Fix tests

Luca Carminati · Luca Carminati · commit bb5fad6bff36 · 2025-11-28T10:23:03.000+01:00
diff --git a/test/test_collector.py b/test/test_collector.py
@@ -1717,6 +1717,139 @@ def env_fn():
                 total_frames=frames_per_batch * 100,
             )
 
+    class FixedIDEnv(EnvBase):
+        """
+        A simple mock environment that returns a fixed ID as its sole observation.
+
+        This environment is designed to test MultiSyncDataCollector ordering.
+        Each environment instance is initialized with a unique env_id, which it
+        returns as the observation at every step.
+        """
+
+        def __init__(self, env_id: int, max_steps: int = 10, **kwargs):
+            """
+            Args:
+                env_id: The ID to return as observation. This will be returned as a tensor.
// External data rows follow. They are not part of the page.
PR #5169, opened 2022-08-10
add properties files in french

### LINKED ISSUE #2443: Back-end localization

elroykanye:
add properties files in french

Fixes #2443 

- Noticed some alerts when adding new components for the properties files and there was some issue with conflicting default and *_en.properties, so I am bringing this as an attempt to clear it up

### DIFF
--- a/main/resources/com/google/refine/operations/OperationHistoryEntry.properties
+++ b/main/resources/com/google/refine/operations/OperationHistoryEntry.properties
@@ -1,5 +1,0 @@
-row_flag=Flag {0} rows
-row_unflag=Unflag {0} rows
-row_removal=Remove {0} rows
-row_star=Star {0} rows
-row_unstar=Unstar {0} rows


elroykanye:
Closing this as I just realised there was a misunderstanding.

PR #5172, opened 2022-08-12
Migrated substr calls to substring

elebitzero:
- Migrated substr calls to substring.
Ref:  https://developer.mozilla.org/en-US/docs/Web/JavaScript/Reference/Global_Objects/String/substr


main/webapp/modules/core/scripts/util/date-time.js
```diff
@@ -203,7 +203,7 @@ DateTimeUtil.setIso8601 = function (dateObject, string){
                 offset = (Number(d[3]) * 60) + Number(d[5]);
                 offset *= ((d[2] == '-') ? 1 : -1);
             }
-            comps[1] = comps[1].substr(0, comps[1].length - d[0].length);
+            comps[1] = comps[1].substring(0, comps[1].length - d[0].length);
```
tfmorris, line 206: This page https://developer.mozilla.org/en-US/docs/Web/JavaScript/Reference/Global_Objects/String/substring#the_difference_between_substring_and_substr says that the second argument should be end position, not length

wetneb: In this case the start position is 0, so the end position should be equal to the length of the desired substring, no? Or do you think this is a problem in other places, potentially?

elebitzero: @tfmorris, I had the same doubts as you and had to double-check.  But it is correct because the substrings starts at 0.

from: 0
`length: comps[1].length - d[0].length`

start: 0
`end: 0 + comps[1].length - d[0].length`

image

As an aside, I was looking into possibly removing the date-time.js file since it is only called in one place in cell-ui.js as a backup if Date.parse() fails to parse a date string.

wetneb: > As an aside, I was looking into possibly removing the date-time.js file since it is only called in one place in cell-ui.js as a backup if Date.parse() fails to parse a date string.

I haven't looked into the problem but that sounds like a sensible move - I was actually not aware we had any clever date parsing code in the frontend because I thought we were requiring the user to input dates in ISO format… If something more flexible is available then we need to make that clear in the UI.

elebitzero:
I submitted another PR to remove date-time (#5182).

wetneb (approved):

main/webapp/modules/core/scripts/util/date-time.js
tfmorris: > In this case the start position is 0, so the end position should be equal to the length of the desired substring, no? Or do you think this is a problem in other places, potentially?

Oops! Sorry, you're right.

+                max_steps: Maximum number of steps before the environment terminates.
+            """
+            super().__init__(device="cpu", batch_size=torch.Size([]))
+            self.env_id = env_id
+            self.max_steps = max_steps
+            self._step_count = 0
+
+            # Define specs
+            self.observation_spec = Composite(
+                observation=Unbounded(shape=(1,), dtype=torch.float32)
+            )
+            self.action_spec = Composite(
+                action=Unbounded(shape=(1,), dtype=torch.float32)
+            )
+            self.reward_spec = Composite(
+                reward=Unbounded(shape=(1,), dtype=torch.float32)
+            )
+            self.done_spec = Composite(
+                done=Unbounded(shape=(1,), dtype=torch.bool),
+                terminated=Unbounded(shape=(1,), dtype=torch.bool),
+                truncated=Unbounded(shape=(1,), dtype=torch.bool),
+            )
+
+        def _reset(self, tensordict: TensorDict | None = None, **kwargs) -> TensorDict:
+            """Reset the environment and return initial observation."""
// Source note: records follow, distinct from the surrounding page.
PR #6796, opened 2024-08-16
Extend Exporter interfaces to phase out use of Properties

tfmorris:
Refs #6419.

This PR includes just the interfaces changes with no changes to the bundled exporters or tests to demonstrate 100% API compatibility:
- replace Properties with Map<String, String> in a new `export` method
- deprecate the old method
- add default implementations for both new and old signature
- add helper utilities

A followup PR based on the work by @karindev in #6460 will migrate the bundled exporters to use the new API. Until the deprecation period expires, exporters which support the new or old interface will continue to work unchanged.

### DIFF
--- a/main/src/com/google/refine/commands/project/ExportRowsCommand.java
+++ b/main/src/com/google/refine/commands/project/ExportRowsCommand.java
@@ -38,6 +38,7 @@ import java.io.OutputStream;
 import java.io.OutputStreamWriter;
 import java.io.Writer;
 import java.util.Enumeration;
+import java.util.Map;
 import java.util.Properties;
 
 import javax.servlet.ServletException;
@@ -69,6 +70,7 @@ public class ExportRowsCommand extends Command {
      * This command uses POST but is left CSRF-unprotected as it does not incur a state change.
      */
 
+    @Deprecated(since = "3.9")
     @SuppressWarnings("unchecked")
     static public Properties getRequestParameters(HttpServletRequest request) {
         Properties options = new Properties();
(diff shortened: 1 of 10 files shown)


wetneb (commented):
I'm not sure about this. I have doubts that using `String optionsString` is much better than using `Properties`, and so whether the round of deprecation and migration is worth it.

main/src/com/google/refine/exporters/CustomizableTabularExporterUtilities.java
```diff
@@ -74,13 +74,35 @@ abstract public class CustomizableTabularExporterUtilities {
...
+     *            a serializer which implements the TabularSerializer interface
+     * @since 3.9
+     */
+    static public void exportRows(
+            final Project project,
+            final Engine engine,
+            String optionsString,
+            final TabularSerializer serializer) {
 
-        String optionsString = (params != null) ? params.getProperty("options") : null;
```
tfmorris, line 83: @wetneb when you say 

> I have doubts that using `String optionsString` is much better than using `Properties`, and so whether the round of deprecation and migration is worth it.

Is this what you're referring to? (It would help me follow along if Github's contextual commenting were used, perhaps with specific suggestions.) 

To clarify, I didn't introduce `optionString` - it's preexisting.  The old API used a `Properties` with a serialized JSON string in the "options" key. Since that was the only thing used, I simplified the API to just pass the string instead of a Map<String, String> with the serialized JSON keyed by "options" like was done for the Properties.

If you feel strongly that a 1:1 replacement with Map<String, String> is better, I'm happy to make the change, but I want to make sure I understand what your objection is.

wetneb: Ah yes, that's fine, thanks for the clarification.

wetneb (approved):

PR #6799, opened 2024-08-19
File type detection fails when multiple files are imported at once

### LINKED ISSUE #6772: File type detection fails when multiple files are imported at once

sunilnatraj:
Added definition for MD format files

Fixes #6772 

- Added definition for MD format files 
- Performed test with multiple file formats
-

### DIFF
--- a/main/webapp/modules/core/MOD-INF/controller.js
+++ b/main/webapp/modules/core/MOD-INF/controller.js
@@ -235,6 +235,7 @@ function registerImporting() {
   IM.registerExtension(".txt", "text");
   IM.registerExtension(".csv", "text/line-based/*sv");
   IM.registerExtension(".tsv", "text/line-based/*sv");
+  IM.registerExtension(".md", "text");
 
   IM.registerExtension(".xml", "text/xml");
   IM.registerExtension(".atom", "text/xml");


tfmorris:
Thanks for sticking with this. I think your previous PR was closer to what we need. Perhaps we should focus on fixing the test failure in that one.

Adding a definition for Markdown files is really just a workaround, because there will always be other types of text files with extensions that we don't recognize, and we would still like things to work in that case.

sunilnatraj:
@tfmorris I will look into the logic for identification of file contents. Do i open a new issue to review and address the FormatGuesser issue?

tfmorris:
> Do i open a new issue to review and address the FormatGuesser issue?

If you think there is a problem with it, yes, please open an issue with as much detail as possible. Thanks!

tfmorris:
I'm going to close this since it's not really the direction we want to go. I've reopened #6788 and provided some feedback there on the failing tests.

+            # Add random sleep to simulate real-world timing variations
+            # This helps test that the collector properly handles different reset times
+            time.sleep(torch.rand(1).item() * 0.01)  # Random sleep up to 10ms
+
+            self._step_count = 0
+            return TensorDict(
+                {
+                    "observation": torch.tensor(
+                        [float(self.env_id)], dtype=torch.float32
+                    ),
+                    "done": torch.tensor([False], dtype=torch.bool),
+                    "terminated": torch.tensor([False], dtype=torch.bool),
+                    "truncated": torch.tensor([False], dtype=torch.bool),
+                },
+                batch_size=self.batch_size,
+            )
+
+        def _step(self, tensordict: TensorDict) -> TensorDict:
+            """Execute one step and return the env_id as observation."""
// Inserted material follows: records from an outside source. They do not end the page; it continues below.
PR #6811, opened 2024-08-20
fix #6764

### LINKED ISSUE #6764: ui-tabs-active appears as a text input area rather than a pointer or default
There are places throughout the UI where the ui-tabs apply `cursor: text` rather than `cursor: default` or `cursor: pointer`.  The `cursor: text` allows highlighting the ui-tab text (not beneficial I think) and confusingly changes the cursor shape when hovered over ui-tabs to that of a text input bar making the `ui-tab-active` look like input text areas rather than clickable elements like buttons and tabs typically are.

### To Reproduce
1. First, click on Undo/Redo to make it an active tab, then move mouse over Facet/Filter and Undo/Redo.
2. Notice that the cursor shape changes to a text input bar over Undo/Redo.

### Current Results
ui-tabs in many places of OpenRefine such as Undo/Redo tab and some of the Export dialogs are confusingly showing the `cursor: text` and producing a text input bar upon hovering over any tabs that are in the state of `ui-tabs-active` it seems.

### Expected Behavior
We have various dialogs throughout OpenRefine that use Jquery-ui and it's handling of `ui-tabs` and it's other subclasses such as `ui-tabs-anchor` and `ui-tabs-nav`.  It would be optimal that users see the same cursor shape for ui-tabs since throughout they are indeed clickable elements and not for text input or even beneficial to users to capture the ui-tab text phrase for copy/paste operations.  So I would expect the ui-tabs throughout OpenRefine to show with `cursor: pointer` to bring a consistent UI Tab experience and make it more clear that they are clickable elements.  For `ui-tabs-active` which are not considered clickable since the user is on that active tab, then I would expect we just make those `cursor: default` for the regular arrow cursor rather than `cursor: pointer` for the hand pointer?  Whichever one feels right I think.

### Screenshots

UndoRedoInput

### Versions
 - OpenRefine: 3.8.2

### Additional context
The current default jquery-ui rule seems to be:
```
.ui-tabs .ui-tabs-nav li.ui-tabs-active .ui-tabs-anchor, .ui-tabs .ui-tabs-nav li.ui-state-disabled .ui-tabs-anchor, .ui-tabs .ui-tabs-nav li.ui-tabs-loading .ui-tabs-anchor {
    cursor: text;
}
```
which we probably just need to override the CSS for `.ui-tabs` or maybe specifically just `.ui-tabs-active` , I haven't investigated all the `ui-tabs` areas of OpenRefine but only Undo/Redo and a few Export dialogs.

GittyHarsha:
Fixes #6764 
Before:
openrefine_before

After:
openrefine_after

Changes proposed in this pull request: Add the below in `main/webapp/modules/core/styles/jquery-ui-overrides.css`
```
.ui-tabs .ui-tabs-nav li.ui-tabs-active .ui-tabs-anchor,
.ui-tabs .ui-tabs-nav li.ui-state-disabled .ui-tabs-anchor,
.ui-tabs .ui-tabs-nav li.ui-tabs-loading .ui-tabs-anchor {
	cursor: default;
}
```

### DIFF
--- a/main/webapp/modules/core/externals/jquery-ui/css/ui-lightness/jquery-ui.css
+++ b/main/webapp/modules/core/externals/jquery-ui/css/ui-lightness/jquery-ui.css
@@ -860,7 +860,7 @@ button.ui-button::-moz-focus-inner {
 .ui-tabs .ui-tabs-nav li.ui-tabs-active .ui-tabs-anchor,
 .ui-tabs .ui-tabs-nav li.ui-state-disabled .ui-tabs-anchor,
 .ui-tabs .ui-tabs-nav li.ui-tabs-loading .ui-tabs-anchor {
-	cursor: text;
+	cursor: default;
 }
 .ui-tabs-collapsible .ui-tabs-nav li.ui-tabs-active .ui-tabs-anchor {
 	cursor: pointer;
--- a/main/webapp/modules/core/externals/jquery-ui/css/ui-lightness/jquery-ui.css
+++ b/main/webapp/modules/core/externals/jquery-ui/css/ui-lightness/jquery-ui.css
@@ -860,7 +860,7 @@ button.ui-button::-moz-focus-inner {
 .ui-tabs .ui-tabs-nav li.ui-tabs-active .ui-tabs-anchor,
 .ui-tabs .ui-tabs-nav li.ui-state-disabled .ui-tabs-anchor,
 .ui-tabs .ui-tabs-nav li.ui-tabs-loading .ui-tabs-anchor {
-	cursor: default;
+	cursor: text;
 }
 .ui-tabs-collapsible .ui-tabs-nav li.ui-tabs-active .ui-tabs-anchor {
 	cursor: pointer;
--- a/main/webapp/modules/core/styles/jquery-ui-overrides.css
+++ b/main/webapp/modules/core/styles/jquery-ui-overrides.css
@@ -35,6 +35,12 @@ OF THIS SOFTWARE, EVEN IF ADVISED OF THE POSSIBILITY OF SUCH DAMAGE.
   padding: 0;
 }
 
+.ui-tabs .ui-tabs-nav li.ui-tabs-active .ui-tabs-anchor,
+.ui-tabs .ui-tabs-nav li.ui-state-disabled .ui-tabs-anchor,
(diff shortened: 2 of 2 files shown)


thadguidry:
Hi @GittyHarsha you will instead need to put the default setting in our jquery overrides file under this path:
https://github.com/OpenRefine/OpenRefine/blob/master/main/webapp/modules/core/styles/jquery-ui-overrides.css

thadguidry:
Hi @GittyHarsha you will instead need to put the default setting in our jquery overrides file under this path:
https://github.com/OpenRefine/OpenRefine/blob/master/main/webapp/modules/core/styles/jquery-ui-overrides.css

Do you think or have you tested if only using the setting within `.ui-tabs` scope is enough to take care of it globally?

GittyHarsha:
@thadguidry I investigated the jqueryUI `.ui-tabs` subclasses and found out that only `.ui-tabs-anchor` `has cursor: text` when it is nested under elements  of classes as mentioned in the CSS rule above.


> Do you think or have you tested if only using the setting within `.ui-tabs` scope is enough to take care of it globally?

Sorry I couldn't understand what you mean by taking care globally?
I think the .ui-tabs subclasses like `.ui-tabs-anchor` are generally used nested under elements of `.ui-tabs-active` and other similar subclasses.

So this code change should be sufficient to resolve?

GittyHarsha:
> you will instead need to put the default setting in our jquery overrides file under this path

Sure! Will make the changes

thadguidry (approved):
Thanks so much @GittyHarsha.  Looks good and thanks for the screenshots.

GittyHarsha:
Thanks a lot! 
This is my first open source contribution 
Looking forward to contribute more!

thadguidry:
@GittyHarsha Perhaps you would want to tackle one of our other issues?

GittyHarsha:
> @GittyHarsha Perhaps you would want to tackle one of our other issues?

Sure!

thadguidry:
Go to Issues, then select Labels... then choose Module: Frontend , or perhaps any that intrigue you or align with your skills.  If you know Java as well, then that would be Backend.  You can also combine Labels in search.

GittyHarsha:
> hen choose Module: Frontend , or perhaps any that intrigue you or align with your skills. If you know Java as well, then that would be Backend. You can also combine Labels in search.

Thanks ! I'll look into it.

+            self._step_count += 1
+            done = self._step_count >= self.max_steps
+
+            return TensorDict(
+                {
+                    "observation": torch.tensor(
+                        [float(self.env_id)], dtype=torch.float32
+                    ),
+                    "reward": torch.tensor([1.0], dtype=torch.float32),
+                    "done": torch.tensor([done], dtype=torch.bool),
+                    "terminated": torch.tensor([done], dtype=torch.bool),
+                    "truncated": torch.tensor([False], dtype=torch.bool),
+                },
+                batch_size=self.batch_size,
+            )
+
+        def _set_seed(self, seed: int | None) -> int | None:
+            """Set the seed for reproducibility."""
+            if seed is not None:
+                torch.manual_seed(seed)
+            return seed
+
+    @pytest.mark.parametrize("num_envs", [8])
+    def test_multi_sync_data_collector_ordering(self, num_envs: int):
+        """
+        Test that MultiSyncDataCollector returns data in the correct order.
+
+        We create num_envs environments, each returning its env_id as the observation.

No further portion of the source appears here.